Engineering Workflow

Building a programming language with AI agents

2 min read By Yaser Alnajjar

I built a compiled programming language with AI agents, but not by letting them run wild.

The difference between a demo and a production-ready system is process. This post covers the exact workflow I used to build Sifr, where it worked, where it failed, and what I would do differently if I started again.

Why most agent-driven projects collapse

Most AI coding experiments fail for predictable reasons:

  • Too much code is generated before architecture is stable
  • The same agent writes and “reviews” changes
  • PRs become hard to reason about
  • Context drifts and regressions sneak in

The fix is not a better prompt. The fix is engineering structure.

The project target

Sifr is designed with three goals:

  • Python-like syntax and readability
  • Compilation to Rust for performance and safety
  • A strict static type system with ownership-oriented semantics

That means the system is more than a parser. It includes a full pipeline:

  • Lexer
  • Parser + AST
  • Semantic analysis and HIR
  • Type checking
  • Code generation
  • Tooling and runtime integration

For a project at this scope, agent discipline matters more than raw model quality.

The operating model: architect + specialist agents

I used a role-based model instead of one general-purpose agent.

  • Architect (human): sets constraints, sequencing, acceptance criteria
  • Implementer agent: writes code for a narrowly scoped task
  • Reviewer agent: audits behavior, tests, and risks
  • Judge agent: performs phase-level quality gates

The most important rule: the implementer and reviewer are always different.

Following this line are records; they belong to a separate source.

PR #8376, opened 2020-07-20
Add new `Lint/MissingSuper` cop

fatkodima:
For context - https://github.com/rubocop-hq/ruby-style-guide/issues/809

1. I'm not sure if this should go to `Lint` or `Style` department.
2. There is already a `Style/MethodMissingSuper` cop, checking only `method_missing` callback. Should that cop be deprecated in favor of this new cop?


lib/rubocop/cop/base.rb
```diff
@@ -137,6 +137,7 @@ def external_dependency_checksum
       end
 
       def self.inherited(subclass)
+        super
```
marcandre, line 140: 😊

lib/rubocop/cop/lint/missing_super.rb
```diff
@@ -0,0 +1,90 @@
...
+          !(node.method?(:initialize) || callback_method?(node.method_name)) ||
+            contains_super?(node)
+        end
+
+        def callback_method?(method_name)
+          CALLBACK_NAMES.include?(method_name)
+        end
+
+        def contains_super?(node)
+          node.each_descendant.any? { |c| c.super_type? || c.zsuper_type? }
```
marcandre, line 76: May be preferable: `node.each_descendant(:super, :zsuper).any?`

marcandre:
Great cop & PR <3

fatkodima:
Thanks 😊 
I'm also in need of answers to my questions to finish it.

marcandre:
`Style/MethodMissingSuper`: I'm surprised it doesn't check `respond_to_missing?` also, and that if you have `respond_to` you should also have a `respond_to_missing?` method.

fatkodima:
> and that if you have respond_to you should also have a respond_to_missing? method.

Looks like a `Style/MissingRespondToMissing` is for this.

bbatsov:
> There is already a Style/MethodMissingSuper cop, checking only method_missing callback. Should that cop be deprecated in favor of this new cop?

That sounds reasonable. 

> I'm not sure if this should go to Lint or Style department.

Lint. I'm surprised we've put the other two cops until Style, but I guess that's historical - in the very beginning Style was the only department. :-) 

> Looks like a Style/MissingRespondToMissing is for this.

E.g. this should probably go under Lint.

lib/rubocop/cop/lint/missing_super.rb
```diff
@@ -0,0 +1,90 @@
...
+      #       do_something
+      #     end
+      #   end
+      #
+      class MissingSuper < Base
+        CONSTRUCTOR_MSG = 'Call `super` to initialize state of the parent class.'
+        CALLBACK_MSG    = 'Call `super` to invoke callback defined in the parent class.'
+
+        STATELESS_CLASSES = %w[BasicObject Object].freeze
+        CALLBACK_NAMES = %i[inherited included extended prepended].to_set.freeze
```
bbatsov, line 45: Probably we can have a better name here, but I don't have a solid proposal - e.g. `ClassLifecycleCallbacks` or something along those lines.

bbatsov:
I'm wondering if we should expose the ability to add more stateless classes and callbacks, but probably that's an overkill at that point. Good work!

fatkodima:
> >There is already a Style/MethodMissingSuper cop, checking only method_missing callback. Should that cop be deprecated in favor of this new cop?

>That sounds reasonable.

Implemented this.

> but probably that's an overkill at that point. 

Agreed.

lib/rubocop/cop/lint/missing_super.rb
```diff
@@ -0,0 +1,100 @@
...
+
+          add_offense(node, message: CALLBACK_MSG)
+        end
+
+        private
+
+        def should_not_check?(node)
+          !(node.method?(:initialize) || callback_method_def?(node)) ||
+            contains_super?(node)
+        end
```
Drenmi, line 71: I was a bit surprised that this predicate is inverted. It also means it can't short circuit, but must evaluate everything. Also the name makes it sound like it's a pre-check, but it's also the actual check itself. Compare, e.g.:

```ruby
def offender?(node)
  (node.method?(:initialize) || callback_method_def?(node)) && !contains_super?(node)
end
```

fatkodima: Yes, thanks, much better.

CHANGELOG.md
```diff
@@ -5,6 +5,7 @@
 ### New features
 
 * [#8322](https://github.com/rubocop-hq/rubocop/pull/8322): Support autocorrect for `Style/CaseEquality` cop. ([@fatkodima][])
+* [#8376](https://github.com/rubocop-hq/rubocop/pull/8376): Add new `Lint/MissingSuper` cop. ([@fatkodima][])
```
rrosenblum, line 8: There should probably be a note in here that this replaces the `Style/MethodMissingSuper` cop.

lib/rubocop/cop/lint/missing_super.rb
```diff
@@ -0,0 +1,99 @@
...
+             CLASS_LIFECYCLE_CALLBACKS.include?(method_name)
+
+            node.each_ancestor(:class, :sclass, :module).first
+          elsif MODULE_LIFECYCLE_CALLBACKS.include?(method_name)
+            node.each_ancestor(:module).first
+          end
+        end
+
+        def contains_super?(node)
+          node.each_descendant(:super, :zsuper).any?
```
rrosenblum, line 85: `any` is not the same thing as `!.empty?`. It will work the same way in most cases, however this will fail if the array contains `nil`.

```ruby
[1] pry(main)> [nil].any?
=> false
[2] pry(main)> ![nil].empty?
=> true
```

spec/rubocop/cop/lint/missing_super_spec.rb
```diff
@@ -0,0 +1,107 @@
+# frozen_string_literal: true
+
+RSpec.describe RuboCop::Cop::Lint::MissingSuper do
```
rrosenblum, line 3: I think this is missing some test cases. I don't see any tests that cover `method_missing`

lib/rubocop/cop/lint/missing_super.rb
fatkodima: Correct, but `each_descendant(:super, :zsuper)` won't return array with nils - either empty or with `Node` instances.

ruanltbg:
Hi @fatkodima && @marcandre.
This cop is complaining about: 
```
  def self.included(base)
    base.before(:each) { Warden.test_mode! }
    base.after(:each) { Warden.test_reset! }
  end
```
I don't see any reason for me to add a `super` anywhere in this code. Maybe `included` should be excluded from this cop? What are your thoughts on this?

Full code:

```
module RequestSpecHelper
  include Warden::Test::Helpers

  def self.included(base)
    base.before(:each) { Warden.test_mode! }
    base.after(:each) { Warden.test_reset! }
  end

  def sign_in(resource)
    login_as(resource, scope: warden_scope(resource))
  end

  def sign_out(resource)
    logout(warden_scope(resource))
  end

  private

  def warden_scope(resource)
    resource.class.name.underscore.to_sym
  end
end
```

The result from rubocop:
```
Offenses:

spec/support/request_spec_helper.rb:4:3: W: Lint/MissingSuper: Call super to invoke callback defined in the parent class.
  def self.included(base) ...
  ^^^^^^^^^^^^^^^^^^^^^^^

187 files inspected, 1 offense detected
```

marcandre:
Upon reflection, I have to agree that the case of `included` and `extended` callbacks is weaker than I thought, because including a method doesn't mean one inherits from its `self.included` method.

Unless there's objection, I'd remove them.

fatkodima:
I'd also add missing `method_added/_removed/_undefined`, which I forgot to add.

marcandre:
@fatkodima oh, good catch. Want to take care of this? You seem to write up PRs faster than I can review them 😅

fatkodima:
😄 
If you have time, please do. I'm working on another one right now 😄

marcandre:
Sure thing: #8480

haines:
Would it be possible to make the list of stateless classes configurable? We have a lot of offenses for children of a couple of base classes where we know it's unnecessary to call `super` in `initialize`.

silva96:
I have a similar problem like @haines my services classes inherit but don't need to call supper

https://github.com/rubocop-hq/ruby-style-guide/issues/809#issuecomment-673096138

I would like to exclude those classes or any that inherit from ApplicationService.

lib/rubocop/cop/base.rb
pirj: @fatkodima Marc-André is smiling for a reason.
There's no `super` for a class with no parent.

spec/rubocop/cop/lint/missing_super_spec.rb
```diff
@@ -0,0 +1,138 @@
...
+          end
+        end
+      RUBY
+    end
+
+    it 'does not register an offense when `method_missing?` contains `super` call' do
+      expect_no_offenses(<<~RUBY)
+        class Foo
+          def method_missing(*args)
+            super
```
pirj, line 112: Is this calling `method_missing` on `Object`?

spec/rubocop/cop/lint/missing_super_spec.rb
```diff
@@ -0,0 +1,138 @@
...
+          end
+        end
+      RUBY
+    end
+
+    it 'registers an offense when class callback without `super` call' do
+      expect_offense(<<~RUBY)
+        class Foo
+          def self.inherited(base)
+          ^^^^^^^^^^^^^^^^^^^^^^^^ Call `super` to invoke callback defined in the parent class.
```
pirj, line 70: What would `super` refer to? `Foo` has `Object` as an implicit parent.
Why `super` is needed in this case?

lib/rubocop/cop/base.rb
marcandre: Actually I still like adding it, and I was surprise I didn't in the first place.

The task loop that made this work

Every unit of work followed the same lifecycle:

  1. Draft task with clear scope and acceptance criteria
  2. Place in backlog and refine dependency order
  3. Implement in a focused PR
  4. Review with a separate agent
  5. Run local validation
  6. Merge only after passing checks

This sounds simple, but consistency is what prevents chaos.

PRDS before epics

For larger features, no coding starts immediately.

Each epic begins with a PRDS document (product requirements + solution design):

  • Problem statement
  • Non-goals
  • Architecture changes
  • Data and API impact
  • Validation strategy
  • Rollout and risk notes

This changed everything. Reviewing design upfront is faster and safer than reviewing dozens of reactive fixes later.

Sequential phases beat parallel entropy

A compiler has strong dependency chains. If you parallelize too early, you create contradictory assumptions.

I organized work into explicit phases and only moved forward when the current phase was stable. Foundations first, then feature depth.

Examples:

  • Phase 1: Core compiler infrastructure
  • Phase 2: Type system foundations
  • Phase 3: Error reporting and diagnostics
  • Later phases: Generics, advanced inference, optimization passes

This reduced rework and kept each phase testable.

Validation strategy

Each task had required local checks, and each phase had broader audits.

Task-level checks:

  • Unit tests for touched behavior
  • Integration tests for affected pipeline stages
  • Fast smoke demos for critical user flows

Phase-level checks:

  • Judge-agent review of architecture drift
  • Regression scan against previously completed phases
  • Demo scripts to prove milestone behavior end-to-end

If a phase failed review, it went back to planning instead of patching blindly.

What worked especially well

  • Small, reviewable PRs with explicit acceptance criteria
  • Separate implementation and review responsibilities
  • Upfront design docs for complex work
  • Strict phase sequencing for dependency-heavy systems
  • Frequent local validation instead of relying on CI feedback loops

What failed and how I corrected it

Early on, I let tasks become too broad. That created noisy diffs and fragile reviews.

Correction:

  • Split large tasks into smaller contracts
  • Tighten “definition of done” per task
  • Reject PRs that mix unrelated concerns

Another recurring issue was optimistic assumptions in generated code.

Correction:

  • Require explicit invariants in task descriptions
  • Add negative tests for failure paths, not only happy paths

Practical template you can reuse

If you want to run agents on a serious codebase, start with this:

  1. Use planning artifacts before coding (at least for epics)
  2. Keep one concern per PR
  3. Use different agents for implementation and review
  4. Require local test validation before merge
  5. Add periodic “judge” reviews to detect drift
  6. Prefer phase progression over unbounded parallel work

Final takeaway

AI agents can dramatically accelerate delivery, but only if you enforce software engineering discipline.

The leverage comes from orchestration, not autonomy. Treat agents as specialists in a controlled workflow, and you can ship ambitious systems with quality still intact.